• _EXERCISE PROMPT_:
Write only the number of lines in the data that include the word "import".

• _DATA EXTRACTS_:
Issue #34, opened 2015-09-08
Data type can be lost if message is passed via proxy node (e.g. gossip)


antonkharenko:
Since message doesn't contain field dataType, but only in deserialized form at MessageSchema when message pass via some proxy which can't resolve dataType via class by name (e.g. gossip which pass to some node which doesn't have required data model) then data type will be lost on this node and won't be transferred on next hop.

antonkharenko:
Resolved by PR https://github.com/servicefabric/servicefabric/pull/36

PR #36, opened 2015-09-11
Issue #34 Fix MessageSchema to avoid data type lost

antonkharenko:
if data class can't be resolved by name on intermediate node.

### DIFF
--- a/transport/src/main/java/io/servicefabric/transport/TransportHeaders.java
+++ b/transport/src/main/java/io/servicefabric/transport/TransportHeaders.java
@@ -7,9 +7,22 @@ import rx.functions.Func1;
  */
 public final class TransportHeaders {
 
+  /**
+   * This header is supposed to be used by application in case if same data type can be reused for different message
+   * meanings so it will allow to qualify the specific meaning of data.
+   */
   public static final String QUALIFIER = "q";
 
+  /**
+   * This header is supposed to be used by application in order to correlate request and response messages.
+   */
   public static final String CORRELATION_ID = "cid";
+
+  /**
+   * This is a system header which used by transport for serialization and deserialization purpose. It is not supposed
+   * to be used by application directly and it is subject to changes in future releases.
+   */
+  public static final String DATA_TYPE = "_type";
 
   private TransportHeaders() {
     // Do not instantiate
--- a/transport/src/main/java/io/servicefabric/transport/protocol/MessageSchema.java
+++ b/transport/src/main/java/io/servicefabric/transport/protocol/MessageSchema.java
@@ -3,6 +3,7 @@ package io.servicefabric.transport.protocol;
 import static io.protostuff.LinkedBuffer.MIN_BUFFER_SIZE;
 import static io.servicefabric.transport.utils.RecyclableLinkedBuffer.DEFAULT_MAX_CAPACITY;
 
+import io.servicefabric.transport.TransportHeaders;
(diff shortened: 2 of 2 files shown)


transport/src/main/java/io/servicefabric/transport/TransportHeaders.java
```diff
@@ -11,6 +11,8 @@
 
   public static final String CORRELATION_ID = "cid";
 
+  public static final String DATA_CLASS = "_class";
```
artem-v: Maybe clazz''? )

antonkharenko: it can be even "class" since it is just string key... I was just thinking to mark with underscore kind of internal system fields (for example it is not recommended to start with "_" application level headers)

transport/src/main/java/io/servicefabric/transport/protocol/MessageSchema.java
```diff
@@ -34,15 +35,13 @@
...
-  private static final int DATA_TYPE_FIELD_NUMBER = 4;
+  private static final int DATA_FIELD_NUMBER = 3;
 
   private static final RecyclableLinkedBuffer recyclableLinkedBuffer = new RecyclableLinkedBuffer(MIN_BUFFER_SIZE,
       DEFAULT_MAX_CAPACITY);
 
   private static final Map<String, Integer> fieldMap = ImmutableMap.of("headerKeys", HEADER_KEYS_FIELD_NUMBER,
-      "headerValues", HEADER_VALUES_FIELD_NUMBER, "dataPayload", DATA_PAYLOAD_FIELD_NUMBER, "dataType",
-      DATA_TYPE_FIELD_NUMBER);
+      "headerValues", HEADER_VALUES_FIELD_NUMBER, "dataPayload", DATA_FIELD_NUMBER);
```
artem-v: Here maybe 'data' not 'dataPayload'?

transport/src/main/java/io/servicefabric/transport/protocol/MessageSchema.java
```diff
@@ -135,38 +128,43 @@ public void mergeFrom(Input input, Message message) throws IOException {
...
+    Object data = null;
+    if (dataBytes != null) {
+      String dataClassName = headers.get(TransportHeaders.DATA_CLASS);
+      if (dataClassName == null) {
+        data = dataBytes;
       } else {
-        Optional<Class> optionalDataClass = classCache.get(dataType);
+        Optional<Class> optionalDataClass = classCache.get(dataClassName);
         if (optionalDataClass.isPresent()) {
+          headers.remove(TransportHeaders.DATA_CLASS);
```
artem-v: Sorry, didn't get. Why .remove() is here?

antonkharenko: Since data will be deserialized to java class so we can eliminate this additional header from here.

transport/src/main/java/io/servicefabric/transport/TransportHeaders.java
artem-v: Cool. I like it!

artem-v:
+1. But need test.

antonkharenko:
@artem-v What kind of test do you mean?

artem-v:
@antonkharenko  the short unit test showing that we don't loose dataType header.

• _RESULT OF THIS EXERCISE_:
4